No separate videos table — every frame stores its own JPEG.

Reader

from lerobot_lancedb import LeRobotLanceDataset

ds = LeRobotLanceDataset(root="./pusht_lance")
sample = ds[0]
# sample has: episode_index, frame_index, timestamp,
#             observation.image (C,H,W), observation.state, action, ...

The dataset subclasses LeRobotDataset, so it plugs into:

  • the upstream training factory
  • EpisodeAwareSampler
  • any code that does isinstance(ds, LeRobotDataset)

Sources

Three constructor entry points:

  • Local directory
    LeRobotLanceDataset(root="./pusht_lance")
    
  • Hugging Face Hub (uses your HF_TOKEN if set):
    LeRobotLanceDataset(repo_id="me/pusht_lance")
    
  • Cloud URI (S3 / GCS / HF Buckets):
    LeRobotLanceDataset(
        uri="s3://bucket/path/pusht.lance",
        meta_root="./pusht_lance",   # local meta/ sidecar
    )
    

GPU NVJPEG decode

decode_device picks where the JPEG decode happens:

  • "auto" (default) — "cuda" if available, else "cpu".
  • "cuda" — explicit GPU decode. NVJPEG is typically ~10× faster than libjpeg-turbo and tensors land on the GPU directly (no H2D copy).
  • "cpu" — explicit CPU decode. Useful for apples-to-apples comparisons or when GPU memory is tight.
LeRobotLanceDataset(root="./pusht_lance", decode_device="cuda")
LeRobotLanceDataset(root="./pusht_lance", decode_device="cpu")

delta_timestamps

Same API as upstream. Multiple timestamps per camera are batched into a single decode:

ds = LeRobotLanceDataset(
    root="./pusht_lance",
    delta_timestamps={
        "observation.image": [-0.1, -0.05, 0.0],
        "observation.state": [-0.1, -0.05, 0.0],
        "action":            [0.0, 0.05, 0.1, 0.15, 0.2],
    },
)

Quality knobs at conversion time

JPEG is lossy.

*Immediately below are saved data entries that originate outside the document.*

PR #7041, opened 2018-03-15
Fix csh prompt

njalerikson:
Splitting #7026 

This specifically addresses #6919

### DIFF
--- a/conda/activate.py
+++ b/conda/activate.py
@@ -227,7 +227,7 @@ class Activator(object):
         old_conda_prefix = self.environ.get('CONDA_PREFIX')
         max_shlvl = context.max_shlvl
 
-        if old_conda_prefix == prefix:
+        if old_conda_prefix == prefix and old_conda_shlvl > 0:
             return self.build_reactivate()
         if self.environ.get('CONDA_PREFIX_%s' % (old_conda_shlvl-1)) == prefix:
             # in this case, user is attempting to activate the previous environment,
@@ -291,9 +291,10 @@ class Activator(object):
 
     def build_deactivate(self):
         # query environment
+        old_conda_prefix = self.environ.get('CONDA_PREFIX')
         old_conda_shlvl = int(self.environ.get('CONDA_SHLVL', 0))
-        old_conda_prefix = self.environ.get('CONDA_PREFIX', None)
-        if old_conda_shlvl <= 0 or old_conda_prefix is None:
+        if not old_conda_prefix or old_conda_shlvl < 1:
+            # no active environment, so cannot deactivate; do nothing
             return {
                 'unset_vars': (),
                 'set_vars': {},
@@ -351,7 +352,7 @@ class Activator(object):
 
     def build_reactivate(self):
         conda_prefix = self.environ.get('CONDA_PREFIX')
-        conda_shlvl = int(self.environ.get('CONDA_SHLVL', -1))
+        conda_shlvl = int(self.environ.get('CONDA_SHLVL', 0))
         if not conda_prefix or conda_shlvl < 1:
             # no active environment, so cannot reactivate; do nothing
             return {
--- a/conda/activate.py
+++ b/conda/activate.py
@@ -70,7 +70,7 @@ class Activator(object):
             self.shift_args = 0
             self.command_join = ';\n'
 
-            self.unset_var_tmpl = 'unset %s'
+            self.unset_var_tmpl = 'unsetenv %s'
             self.export_var_tmpl = 'setenv %s "%s"'
             self.set_var_tmpl = "set %s='%s'"
             self.run_script_tmpl = 'source "%s"'
--- a/.gitignore
+++ b/.gitignore
@@ -25,3 +25,4 @@ record.txt
 Vagrantfile
 docs/_build
 env/
+.pytest_cache/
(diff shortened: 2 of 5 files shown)


kalefranz:
Good changes.  Just need to modify the failing tests a bit.

kalefranz:
https://github.com/conda/conda/blob/deb16ee5dbfa68ae3433f1cc2766999613914b20/tests/test_activate.py#L1130-L1157

Hmm I wonder if we're skipping those in our CircleCI?

kalefranz:
Probably shouldn't be.

```
(base) circleci@31131a2b540b:~/conda-build$ which csh
/bin/csh
(base) circleci@31131a2b540b:~/conda-build$ which tcsh
/usr/bin/tcsh
```

kalefranz:
Ohhh. 🤦‍♂️

https://github.com/conda/conda/blob/deb16ee5dbfa68ae3433f1cc2766999613914b20/tests/test_activate.py#L1149

kalefranz:
Ammend that last commit to remove `.pytest_cache/v/cache/lastfailed`.  And I guess we need to add `.pytest_cache/` to `.gitignore`.

njalerikson:
Grrrr I got the cache file the first time I ran the tests but then I reran the test...grrrr

conda/activate.py
```diff
@@ -291,9 +291,10 @@ def build_activate(self, env_name_or_prefix):
 
     def build_deactivate(self):
         # query environment
+        old_conda_prefix = self.environ.get('CONDA_PREFIX')
         old_conda_shlvl = int(self.environ.get('CONDA_SHLVL', 0))
-        old_conda_prefix = self.environ.get('CONDA_PREFIX', None)
-        if old_conda_shlvl <= 0 or old_conda_prefix is None:
+        if not old_conda_prefix or old_conda_shlvl < 1:
+            # no active environment, so cannot deactivate; do nothing
```
njalerikson: This was done to mirror the other code blocks (for example in build_reactivate) that check for the same thing.

njalerikson:
@kalefranz hm I am unable to replicate the csh error on any machine I have access too. I have also not been able to figure out what csh is actually in use by CircleCI, do you have that info?

I have however found a csh version on Ubuntu which doesn't support argument passing to sourced scripts - this clearly breaks all functionality, and if i remember correctly we ran into this same issue for dash(?) - not sure what to do with this scenario besides ignoring it.

kalefranz:
This is directly from an interactive shell with circleci

```
circleci@1bb3e3f34db1:~$ which csh
/bin/csh
circleci@1bb3e3f34db1:~$ csh --version
$?tcsh: No match.
circleci@1bb3e3f34db1:~$ ls -al /bin/csh
lrwxrwxrwx 1 root root 21 Dec 16 22:22 /bin/csh -> /etc/alternatives/csh
circleci@1bb3e3f34db1:~$ ls -al /etc/alternatives/csh
lrwxrwxrwx 1 root root 12 Dec 16 22:22 /etc/alternatives/csh -> /bin/bsd-csh
circleci@1bb3e3f34db1:~$ ls -al /bin/bsd-csh
-rwxr-xr-x 1 root root 155040 Sep 30  2016 /bin/bsd-csh
```

I'm not sure if that helps or not.  But... If you have docker installed on your machine, just do something like

```
kfranz@0283:~/continuum/conda master ❯ docker run -it --rm condatest/linux-64-python-3.6 /bin/bash
circleci@6c8be23ffb5e:/go$ csh
% pstree
bash───csh───pstree
%
```

You should have everything you need there to interact with csh.  Conda is installed at `/opt/conda`.  I think the current version is 4.3.30, but just install whatever conda you need.

njalerikson:
Ok. I was finally able to fully replicate the issue (the `csh` used in the container was actually the same as the one I found on Ubuntu).

The issue is as I previously mentioned. Pure `csh` doesn't allow argument passing to a sourced script. This is actually explicitly mentioned in the man page:

```csh
# csh man page
    source name
    source -h name

# tcsh man page
    source [-h] name [args ...]
```

This would suggest that there are only two real options:
1. Take a page from LMOD (and other tools out there) and instead of conda being an alias to a source command, make it an alias of an eval command - this would likely result in the elimination of both conda.csh and conda.sh. But if I remember correctly we had this conversation in the past and @kalefranz mentioned not wanting all conda commands to be evaluated.
2. Simply ignore pure CSH and other shells that cannot support necessary argument passing. Implementing a fix that relies on environment variables instead (as my original PR from way back when had) would be a lot of additional work for relatively limited gains.

So I guess this means we should revert to skipping the failing test in order to move on with this PR?

njalerikson:
Any idea why `test_repo` is failing in the `conda-build` tests? As far as I can tell it doesn't appear related to any of the changes introduced here.

njalerikson:
@kalefranz what's the next steps for this? I want to get this finished so I can continue with the other PRs.

kalefranz:
The conda-build tests failures are not related to this PR, and I don't mind merging it with those failures.

njalerikson:
My gut feeling is that we shouldn't care about pure CSH (because I had to deliberately seek it out, so while users may think they are using CSH it's actually TCSH, its almost always just symlinked).

If we do wish to care about pure CSH then that would need to be a whole separate PR/refactor since `source` simply cannot solve that problem.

Two knobs let you trade size for fidelity:

  • --jpeg-quality (default 95). Higher = larger files, fewer artifacts.
  • --jpeg-subsampling (default 2 = 4:2:0). Set to 0 for 4:4:4 chroma (no subsampling, near-lossless when combined with --jpeg-quality=100).

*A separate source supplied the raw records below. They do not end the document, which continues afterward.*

PR #7042, opened 2018-03-15
Handle non-zero return in CSH

njalerikson:
Splitting #7026

This specifically addresses #6877

#7041 is a prerequisite

### DIFF
--- a/conda/shell/etc/profile.d/conda.csh
+++ b/conda/shell/etc/profile.d/conda.csh
@@ -27,16 +27,19 @@ if ("`alias conda`" == "") then
 else
     switch ( "${1}" )
         case "activate":
-            eval "`(setenv prompt '${prompt}' ; '${_CONDA_EXE}' shell.csh activate '${2}' ${argv[3-]})`"
+            set ask_conda="`(setenv prompt '${prompt}' ; '${_CONDA_EXE}' shell.csh activate '${2}' ${argv[3-]})`" || exit ${status}
+            eval "${ask_conda}"
             rehash
             breaksw
         case "deactivate":
-            eval "`(setenv prompt '${prompt}' ; '${_CONDA_EXE}' shell.csh deactivate '${2}' ${argv[3-]})`"
+            set ask_conda="`(setenv prompt '${prompt}' ; '${_CONDA_EXE}' shell.csh deactivate '${2}' ${argv[3-]})`" || exit ${status}
+            eval "${ask_conda}"
             rehash
             breaksw
         case "install" | "update" | "uninstall" | "remove":
             $_CONDA_EXE $argv[1-]
-            eval "`(setenv prompt '${prompt}' ; '${_CONDA_EXE}' shell.csh reactivate)`"
+            set ask_conda="`(setenv prompt '${prompt}' ; '${_CONDA_EXE}' shell.csh reactivate)`" || exit ${status}
+            eval "${ask_conda}"
             rehash
             breaksw
         default:


conda/shell/etc/profile.d/conda.csh
```diff
@@ -27,16 +27,19 @@ if (`alias conda` == "") then
 else
     switch ( $1 )
         case "activate":
-            eval `$_CONDA_EXE shell.csh activate "$2" $argv[3-]`
+            set ask_conda="`(setenv prompt '${prompt}' ; '${_CONDA_EXE}' shell.csh activate '${2}' ${argv[3-]})`" || exit ${status}
```
kalefranz: Just want to clarify... Is `exit` correct here?  In bash, it's be `return`, because we're running in the current process.  If we used `exit`, we'd be exiting out of the current shell, which isn't what we want.

njalerikson: I do not have any one reference to prove this, rather it's easier to show you. Yay for spotty (T)CSH documentation...

I have included two scripts, one for (T)CSH and one for Bash. The Bash version is just a convenience that mirrors the (T)CSH script. Both scripts accepts one argument, the argument should be `s` (for source) or something else (for execute).

When a (T)CSH script is sourced the correct way to "bubble" out of the script is via `exit`, this will not kill your actual (T)CSH shell. If however the script is being executed, then `exec /bin/true` or `exec /bin/false` should be used (depending on the error code we want). I am not sure in what universe this made sense...

### Untitled.csh ((T)CSH Script)
```csh
./untitled.csh s  # an ok exit for non-nested scripts
./untitled.csh e  # a proper "bubble" out exit
source ./untitled.csh s  # a proper source exit
source ./untitled.csh e  # will kill top level shell
```

#### The Script
```csh
#!/usr/bin/env csh -f

# exit according to user inputs
if ( "${1}" == "s" ) then
    echo '(T)CSH Sourced - running `exit 1`'
    exit 1
else
    # get True value
    if ( -x "/usr/bin/false" ) then
        set FALSE=/usr/bin/false
    else
        set FALSE=/bin/false
    endif

    echo '(T)CSH Executed - running `exec '${FALSE}'`'
    exec ${FALSE}
endif
```

### Untitled.sh (Bash Script)
```bash
./untitled.sh s  # "can only `return' from a function or sourced script" error
./untitled.sh e  # a proper exit
. ./untitled.sh s  # a proper source exit
. ./untitled.sh e  # will kill top level shell
```

#### The Script
```bash
#!/usr/bin/env bash -f

# exit according to user inputs
if [ "${1}" == "s" ]; then
    echo 'BASH Sourced - running `return 1`'
    return 1
else
    echo 'BASH Executed - running `exit 1`'
    exit 1
fi
```

kalefranz: lol cool.  That's way more than I needed.  I just wanted to double check and just be sure you really meant `exit`. I trust that you know (t)csh *way* better than I do.

kalefranz:
Now... This test failure... The one here is an easy fix.  You just need to change `unset` to `unsetenv` in the relevant test.

These unit tests are all *really* locked down.  And that's a good thing!  Makes sure we're absolutely explicit about changes.  And yours here seems just fine to me.  As far as I'm concerned, you especially own the (t)csh stuff.

njalerikson:
whoops, that was not what I wanted to do...

kalefranz:
Haha. You need help fixing this, or can you dig your way out?  Just ask if you want some pointers with git...

njalerikson:
I think I'm digging my way out (pointers would be good though), I clearly don't do this enough...

njalerikson:
Phew

kalefranz:
First, I set my remotes up so that `origin` is the main repo, and `kalefranz` (i.e. my github username) is my fork

```
$ git remote -vv
kalefranz	git@github.com:kalefranz/conda.git (fetch)
kalefranz	git@github.com:kalefranz/conda.git (push)
mcg1969	git@github.com:mcg1969/conda (fetch)
mcg1969	git@github.com:mcg1969/conda (push)
origin	git@github.com:conda/conda.git (fetch)
origin	git@github.com:conda/conda.git (push)
```

Make sure your local `master` is tracking `origin/master`.

    git checkout master
    git branch -u origin/master

And some pieces from my global `~/.gitconfig`

```
[push]
	default = current
[pull]
	default = current
	rebase = true
[branch]
	autosetuprebase = always
[credential]
	helper = osxkeychain
[commit]
	gpgsign = true
[core]
	editor = vim
	excludesfile = /Users/kfranz/.gitignore_global
[color]
	ui = true
[merge]
    # make --no-ff the default behavior
    ff = false
[rerere]
        # this one is important to remember rebasing changes, so you don't have to make them multiple times!
	enabled = true
```

And finally, from where you were with the bit of a mess, I would have done

```
git fetch origin
git checkout csh-return
git reset --hard origin/master
git cherry-pick 09febb09bcc438c2ab71075dcb5ae0386b668740
git push -f
```

kalefranz:
^^ Someday I'll get around to having developer docs with this stuff in it.

njalerikson:
The failing test in `py27` appears to be unrelated to this PR, but rather related to the test's timeout:

https://github.com/conda/conda/blob/27157ddcec0fefbccd168b6b5be7258f03115b05/tests/test_activate.py#L1091-L1092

See Conversion for the CLI flags, and Benchmarks for what each setting costs and buys.

If you need bit-exact pixels on a dtype=video source, prefer the video format — JPEG quality settings get close, but the video format actually matches upstream bit-for-bit.

Cloud auth

The reader picks up credentials from the standard environment:

  • S3AWS_ACCESS_KEY_ID, AWS_SECRET_ACCESS_KEY, AWS_REGION
  • GCSGOOGLE_APPLICATION_CREDENTIALS
  • HF HubHF_TOKEN (or huggingface-cli login)

Lance does byte-range fetches on demand — no full-dataset download.

Spawn-mode workers

Lance forces multiprocessing.set_start_method("spawn") on import (necessary for safe fork-mode behavior).

What this means in practice:

  • Launch your training script from a real file, not python -c or a REPL.
  • DataLoader num_workers > 0 with persistent_workers=True works as expected.